E ainda bem. Assim temos a certeza que vamos ainda provar a abóbora com chèvre e granola feita com as pevides da própria abóbora (4€), a cabeça de xara (7€), a raia (9,50€) e o prato preferido do chef, a sande aberta de borrego (7,50€). Sim, no Porto se sanduíche é só uma passa a ‘sande’ e isso escreve-se na ementa com um certo orgulho.
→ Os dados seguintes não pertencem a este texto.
Issue #755, opened 2023-06-09
Show expanded code of freestanding macro expansions in hover


adam-fowler:
Xcode has a nice feature where you can expand macros to see the code they generate. It'd be cool if you could do this with VSCode as well. Could we add a CodeAction or something similar to provide the code expansion?

ahoppen:
Tracked in Apple’s issue tracker as rdar://110516432

ahoppen:
I think we do have a code action that does this. If you create a new macro template and build it, you can right click on `stringify`  in main.swift and select *Refactor…* -> *Inline Macro*.

It’s not quite what Xcode does with the code roll. If you know if VSCode has an option to show the expanded source code inline, we should be able to figure something out how to give you the necessary expansion information.

ahoppen:
I suspect that that would probably require dedicated support in the Swift VSCode extension. If you figure out how to display those inline text hint, I’m happy to create an LSP request that gives you the text to display.

ahoppen:
AFAICT there’s nothing actionable for SourceKit-LSP here, so I’m closing this issue. Could you file another issue once you’ve got support in the VSCode plugin to display the macro expansion and then we can discuss what kind of SourceKit-LSP request you need?

adam-fowler:
What's your thoughts on including the macro expansion in the `textDocument/hover` output. eg
```
### Expands to
(x + y, "x + y")
```

ahoppen:
I don’t think that scales. In a lot of cases the generated code will span over multiple lines and I don’t think that makes for a good hover response. Also, for attached macros, you would want to show where the generated code is being inserted (e.g. in case of a peer macro) and that also doesn’t fit with the design of hover.

adam-fowler:
I don't think spanning over multiple lines is a huge issue. The discussion part of a hover comment can cover many lines. Obviously the positioning is a different issue.

We might not be given the UI capabilities in VSCode to insert read only text sections into a text document. So this maybe the only option.

ahoppen:
Do you know which other plugins do show read-only code inline and how they do it? Is it only supported for first-party plugins by Microsoft?

adam-fowler:
This is how cpp-tools does it 
![](https://user-images.githubusercontent.com/51793967/251263415-fa8e14b8-407e-4149-bf7a-789f05cc04d6.png)
ie as part of the hover window

[...]

PR #1436, opened 2024-06-05
Add LSP support for showing Macro Expansions

lokesh-tr:
**Note: This Feature is Experimental 🧪. You have to first enable this feature by passing `--experimental-feature show-macro-expansions` to `sourcekit-lsp`**

This PR aims to bring a streamlined way of showing macro expansions through the LSP.

This allows users to pick a code action on a macro which performs an `ExecuteCommandRequest` with an `ExpandMacroCommand`. The server then generates the macro expansion (using semantic refactoring request) and stores it in a temporary directory. The server also performs a `ShowDocumentRequest` ([LSP specification](https://microsoft.github.io/language-server-protocol/specifications/lsp/3.17/specification/#window_showDocument)) on the client. Thus, displaying the expansion to the users.

`ShowDocumentRequest` being a part of the LSP spec will allow us to make macro expansions accessible across wide range of editors.

The result of this PR is that macro expansions work identical to that of Xcode with the only difference being Xcode showing the expansions inline, while we don't have a standardised LSP spec for displaying inline. (Although some customisation is possible for *VS Code* alone through their API).

#### How it works?
1. `sourcekitd` returns an "Inline Macro" Code Action when the editor requests for the available code actions on a macro.
2. We inject an "Expand Macro" Code Action having a `ExpandMacroCommand` before passing the response of `sourcekitd` to the editor.
3. If the user decides to pick the "Expand Macro" Code Action, then the editor sends an `ExecuteCommandRequest` containing the `ExpandMacroCommand`.
4. Upon receiving the `ExecuteCommandRequest` containing the `ExpandMacroCommand`, We then ask `sourcekitd` for the expansion of the given macro by making a semantic refactoring request.
5. The response is interpreted as a `MacroExpansion`, and for each edit (expansion / replacement) it suggested, we make a temporary file as follows:
`<NSTemporaryDirectory>/sourcekit-lsp/GeneratedMacroExpansions/<edit.bufferName>/<SourceFileName>_<LineColumnRange>.<SourceFileExtension>`

Here,
- `<edit.bufferName>` will be the buffer name associated with each edit, it looks like `@__swiftmacro_..._.swift` without the ".swift" extension at last.
- `<LineColumnRange>` will look like `LaCb-LcCd` where a & c represent Line number of start and end of expansion and b & d represent Column number of start and end of expansion.
6. Once, the temporary file has been created, we make a `ShowDocumentRequest`, containing the URI of temporary file, to the editor.
7. Now, the editor shows the temporary file containing the macro expansion to the user. 🎉

#### Follow-up Work & Future Directions:
1. The current implementation lays foundation for macro expansions of any kind, but `@attached` macro expansions is little buggy. LSP support for `@attached` macro expansions will be fixed in the following PR: https://github.com/apple/sourcekit-lsp/pull/1479
2. This implementation is **not** 1:1 with Xcode's "Expand Macro" feature. The only difference being the fact that we open separate documents for each expansion edit, whereas Xcode shows them all inline. This is a known limitation due to the LSP specifications having no support for showing anything inline the document.
**But for people using VS Code, we are looking forward to implement some custom functionality to show expansions inline with the help of VS Code API.** ~This will be implemented in a future PR.~
(Implemented in 
https://github.com/swiftlang/sourcekit-lsp/pull/1479
https://github.com/swiftlang/vscode-swift/pull/945)

#### References:
 - https://github.com/apple/sourcekit-lsp/issues/755 
 - https://github.com/apple/sourcekit-lsp/pull/892
 - https://microsoft.github.io/language-server-protocol/specifications/lsp/3.17/specification/#window_showDocument
 - https://docs.swift.org/swift-book/documentation/the-swift-programming-language/macros/
 - https://github.com/apple/swift-evolution/blob/main/proposals/0415-function-body-macros.md
 - https://github.com/apple/swift/pull/66295
 
 Fixes https://github.com/apple/sourcekit-lsp/issues/755
 rdar://110516432
 
### DIFF
--- a/Sources/SourceKitLSP/Swift/ExpandMacroCommand.swift
+++ b/Sources/SourceKitLSP/Swift/ExpandMacroCommand.swift
@@ -2,7 +2,7 @@
 //
 // This source file is part of the Swift.org open source project
 //
-// Copyright (c) 2014 - 2019 Apple Inc. and the Swift project authors
+// Copyright (c) 2014 - 2024 Apple Inc. and the Swift project authors
 // Licensed under Apache License v2.0 with Runtime Library Exception
 //
 // See https://swift.org/LICENSE.txt for license information
@@ -13,22 +13,27 @@
 import LanguageServerProtocol
 import SourceKitD
 
-public struct SemanticRefactorCommand: RefactorCommand {
-  typealias Response = SemanticRefactoring
+public struct ExpandMacroCommand: RefactorCommand {
+  typealias Response = MacroExpansion
 
-  public static let identifier: String = "semantic.refactor.command"
+  public static let identifier: String = "expand.macro.command"
 
   /// The name of this refactoring action.
-  public var title: String
+  public var title = "Expand Macro"
 
   /// The sourcekitd identifier of the refactoring action.
-  public var actionString: String
+  public var actionString = "source.refactoring.kind.expand.macro"
 
-  /// The range to refactor.
+  /// The range to expand.
   public var positionRange: Range<Position>
 
   /// The text document related to the refactoring action.
   public var textDocument: TextDocumentIdentifier
+
+  public init(positionRange: Range<Position>, textDocument: TextDocumentIdentifier) {
+    self.positionRange = positionRange
+    self.textDocument = textDocument
+  }
 
   public init?(fromLSPDictionary dictionary: [String: LSPAny]) {
     guard case .dictionary(let documentDict)? = dictionary[CodingKeys.textDocument.stringValue],
@@ -43,6 +48,7 @@ public struct SemanticRefactorCommand: RefactorCommand {
     else {
       return nil
     }
+
     self.init(
       title: title,
       actionString: actionString,
@@ -51,8 +57,12 @@ public struct SemanticRefactorCommand: RefactorCommand {
     )
   }
 
-  public init(title: String, actionString: String, positionRange: Range<Position>, textDocument: TextDocumentIdentifier)
-  {
+  public init(
+    title: String,
+    actionString: String,
+    positionRange: Range<Position>,
+    textDocument: TextDocumentIdentifier
+  ) {
     self.title = title
     self.actionString = actionString
     self.positionRange = positionRange
@@ -66,42 +76,5 @@ public struct SemanticRefactorCommand: RefactorCommand {
       CodingKeys.positionRange.stringValue: positionRange.encodeToLSPAny(),
       CodingKeys.textDocument.stringValue: textDocument.encodeToLSPAny(),
     ])
-  }
-}
-
-extension Array where Element == SemanticRefactorCommand {
-  init?(
-    array: SKDResponseArray?,
-    range: Range<Position>,
-    textDocument: TextDocumentIdentifier,
-    _ keys: sourcekitd_api_keys,
-    _ api: sourcekitd_api_functions_t
-  ) {
-    guard let results = array else {
-      return nil
-    }
-    var commands = [SemanticRefactorCommand]()
-    results.forEach { _, value in
-      if let name: String = value[keys.actionName],
-        let actionuid: sourcekitd_api_uid_t = value[keys.actionUID],
-        let ptr = api.uid_get_string_ptr(actionuid)
-      {
-        let actionName = String(cString: ptr)
-        guard !actionName.hasPrefix("source.refactoring.kind.rename.") else {
-          // TODO: Rename.
-          return true
-        }
-        commands.append(
-          SemanticRefactorCommand(
-            title: name,
-            actionString: actionName,
-            positionRange: range,
-            textDocument: textDocument
-          )
-        )
-      }
-      return true
-    }
-    self = commands
   }
 }
--- a/Sources/SourceKitLSP/Swift/MacroExpansion.swift
+++ b/Sources/SourceKitLSP/Swift/MacroExpansion.swift
@@ -1,0 +1,132 @@
+//===----------------------------------------------------------------------===//
+//
+// This source file is part of the Swift.org open source project
+//
+// Copyright (c) 2014 - 2024 Apple Inc. and the Swift project authors
+// Licensed under Apache License v2.0 with Runtime Library Exception
+//
+// See https://swift.org/LICENSE.txt for license information
+// See https://swift.org/CONTRIBUTORS.txt for the list of Swift project authors
+//
+//===----------------------------------------------------------------------===//
+
+import Foundation
+import LSPLogging
+import LanguageServerProtocol
+import SourceKitD
+
+/// Detailed information about the result of a macro expansion operation.
+///
+/// Wraps the information returned by sourcekitd's `semantic_refactoring`
+/// request, such as the necessary macro expansion edits.
+struct MacroExpansion: RefactoringResponse {
+  /// The title of the refactoring action.
+  var title: String
+
+  /// The URI of the file where the macro is used
+  var uri: DocumentURI
+
+  /// The resulting array of `RefactoringEdit` of a semantic refactoring request
+  var edits: [RefactoringEdit]
+
+  init(title: String, uri: DocumentURI, refactoringEdits: [RefactoringEdit]) {
+    self.title = title
+    self.uri = uri
+    self.edits = refactoringEdits.compactMap { refactoringEdit in
+      if refactoringEdit.bufferName == nil && !refactoringEdit.newText.isEmpty {
+        logger.fault("Unable to retrieve some parts of the expansion")
+        return nil
+      }
+
+      return refactoringEdit
+    }
+  }
+}
+
+extension SwiftLanguageService {
+  /// Handles the `ExpandMacroCommand`.
+  ///
+  /// Makes a request to sourcekitd and wraps the result into a `MacroExpansion`
+  /// and then makes a `ShowDocumentRequest` to the client side for each
+  /// expansion to be displayed.
+  ///
+  /// - Parameters:
+  ///   - expandMacroCommand: The `ExpandMacroCommand` that triggered this request.
+  ///
+  /// - Returns: A `[RefactoringEdit]` with the necessary edits and buffer name as a `LSPAny`
+  func expandMacro(
+    _ expandMacroCommand: ExpandMacroCommand
+  ) async throws -> LSPAny {
+    guard let sourceKitLSPServer else {
+      // `SourceKitLSPServer` has been destructed. We are tearing down the
+      // language server. Nothing left to do.
+      throw ResponseError.unknown("Connection to the editor closed")
+    }
+
+    guard let sourceFileURL = expandMacroCommand.textDocument.uri.fileURL else {
+      throw ResponseError.unknown("Given URI is not a file URL")
+    }
+
+    let expansion = try await self.refactoring(expandMacroCommand)
+
+    for macroEdit in expansion.edits {
+      if let bufferName = macroEdit.bufferName {
+        // buffer name without ".swift"
+        let macroExpansionBufferDirectoryName =
+          bufferName.hasSuffix(".swift")
+          ? String(bufferName.dropLast(6))
+          : bufferName
+
+        let macroExpansionBufferDirectoryURL = self.generatedMacroExpansionsPath
+          .appendingPathComponent(macroExpansionBufferDirectoryName)
+        do {
+          try FileManager.default.createDirectory(
+            at: macroExpansionBufferDirectoryURL,
+            withIntermediateDirectories: true
+          )
+        } catch {
+          throw ResponseError.unknown(
+            "Failed to create directory for macro expansion buffer at path: \(macroExpansionBufferDirectoryURL.path)"
+          )
+        }
+
+        // name of the source file
+        let macroExpansionFileName = sourceFileURL.deletingPathExtension().lastPathComponent
+
+        // github permalink notation for position range
+        let macroExpansionPositionRangeIndicator =
+          "L\(macroEdit.range.lowerBound.line)C\(macroEdit.range.lowerBound.utf16index)-L\(macroEdit.range.upperBound.line)C\(macroEdit.range.upperBound.utf16index)"
+
+        let macroExpansionFilePath =
+          macroExpansionBufferDirectoryURL
+          .appendingPathComponent(
+            "\(macroExpansionFileName)_\(macroExpansionPositionRangeIndicator).\(sourceFileURL.pathExtension)"
+          )
+
+        do {
+          try macroEdit.newText.write(to: macroExpansionFilePath, atomically: true, encoding: .utf8)
+        } catch {
+          throw ResponseError.unknown(
+            "Unable to write macro expansion to file path: \"\(macroExpansionFilePath.path)\""
+          )
+        }
+
+        Task {
+          let req = ShowDocumentRequest(uri: DocumentURI(macroExpansionFilePath), selection: macroEdit.range)
+
+          let response = await orLog("Sending ShowDocumentRequest to Client") {
+            try await sourceKitLSPServer.sendRequestToClient(req)
+          }
+
+          if let response, !response.success {
+            logger.error("client refused to show document for \(expansion.title, privacy: .public)")
+          }
+        }
+      } else if !macroEdit.newText.isEmpty {
+        logger.fault("Unable to retrieve some parts of macro expansion")
+      }
+    }
+
+    return expansion.edits.encodeToLSPAny()
+  }
+}
--- a/Sources/SourceKitLSP/Swift/Refactoring.swift
+++ b/Sources/SourceKitLSP/Swift/Refactoring.swift
@@ -1,0 +1,129 @@
+//===----------------------------------------------------------------------===//
+//
+// This source file is part of the Swift.org open source project
+//
+// Copyright (c) 2014 - 2024 Apple Inc. and the Swift project authors
+// Licensed under Apache License v2.0 with Runtime Library Exception
+//
+// See https://swift.org/LICENSE.txt for license information
+// See https://swift.org/CONTRIBUTORS.txt for the list of Swift project authors
+//
+//===----------------------------------------------------------------------===//
+
+import LSPLogging
+import LanguageServerProtocol
+import SourceKitD
+
+protocol RefactoringResponse {
+  init(title: String, uri: DocumentURI, refactoringEdits: [RefactoringEdit])
+}
+
+extension RefactoringResponse {
+  /// Create an instance of `RefactoringResponse` from a sourcekitd semantic
+  /// refactoring response dictionary, if possible.
+  ///
+  /// - Parameters:
+  ///   - title: The title of the refactoring action.
+  ///   - dict: Response dictionary to extract information from.
+  ///   - snapshot: The snapshot that triggered the `semantic_refactoring` request.
+  ///   - keys: The sourcekitd key set to use for looking up into `dict`.
+  init?(_ title: String, _ dict: SKDResponseDictionary, _ snapshot: DocumentSnapshot, _ keys: sourcekitd_api_keys) {
+    guard let categorizedEdits: SKDResponseArray = dict[keys.categorizedEdits] else {
+      logger.fault("categorizedEdits doesn't exist in response dictionary")
+      return nil
+    }
+
+    var refactoringEdits = [RefactoringEdit]()
+
+    categorizedEdits.forEach { _, categorizedEdit in
+      guard let edits: SKDResponseArray = categorizedEdit[keys.edits] else {
+        logger.fault("edits doesn't exist in categorizedEdit dictionary")
+        return true
+      }
+      edits.forEach { _, edit in
+        guard let startLine: Int = edit[keys.line],
+          let startColumn: Int = edit[keys.column],
+          let endLine: Int = edit[keys.endLine],
+          let endColumn: Int = edit[keys.endColumn],
+          let text: String = edit[keys.text]
+        else {
+          logger.fault("Failed to deserialise edit dictionary containing values: \(edit)")
+          return true  // continue
+        }
+
+        // The LSP is zero based, but semantic_refactoring is one based.
+        let startPosition = snapshot.positionOf(
+          zeroBasedLine: startLine - 1,
+          utf8Column: startColumn - 1
+        )
+        let endPosition = snapshot.positionOf(
+          zeroBasedLine: endLine - 1,
+          utf8Column: endColumn - 1
+        )
+        // Snippets are only supported in code completion.
+        // Remove SourceKit placeholders in refactoring actions because they
+        // can't be represented in the editor properly.
+        let textWithSnippets = rewriteSourceKitPlaceholders(in: text, clientSupportsSnippets: false)
+        refactoringEdits.append(
+          RefactoringEdit(
+            range: startPosition..<endPosition,
+            newText: textWithSnippets,
+            bufferName: edit[keys.bufferName]
+          )
+        )
+        return true
+      }
+      return true
+    }
+
+    guard !refactoringEdits.isEmpty else {
+      logger.error("No refactoring edits found")
+      return nil
+    }
+
+    self.init(title: title, uri: snapshot.uri, refactoringEdits: refactoringEdits)
+  }
+}
+
+extension SwiftLanguageService {
+  /// Provides detailed information about the result of a specific refactoring
+  /// operation.
+  ///
+  /// Wraps the information returned by sourcekitd's `semantic_refactoring`
+  /// request, such as the necessary edits and placeholder locations.
+  ///
+  /// - Parameters:
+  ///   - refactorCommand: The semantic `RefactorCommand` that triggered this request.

E pronto, chegamos ao fim, até porque a partir daqui são só rabanadas e sobre isso já foi tudo dito. À minha tia, garanto: esta foi uma traição única e na próxima visita ao Semea peço me tragam antes um D. Rodrigo. A certeza de ter um família do ponto cardeal oposto ao de onde saem estes doces algarvios — que o chef faz com canela, ovos moles e batata doce— , já me deixa comer sem culpa (até mesmo com tanto açúcar envolvido).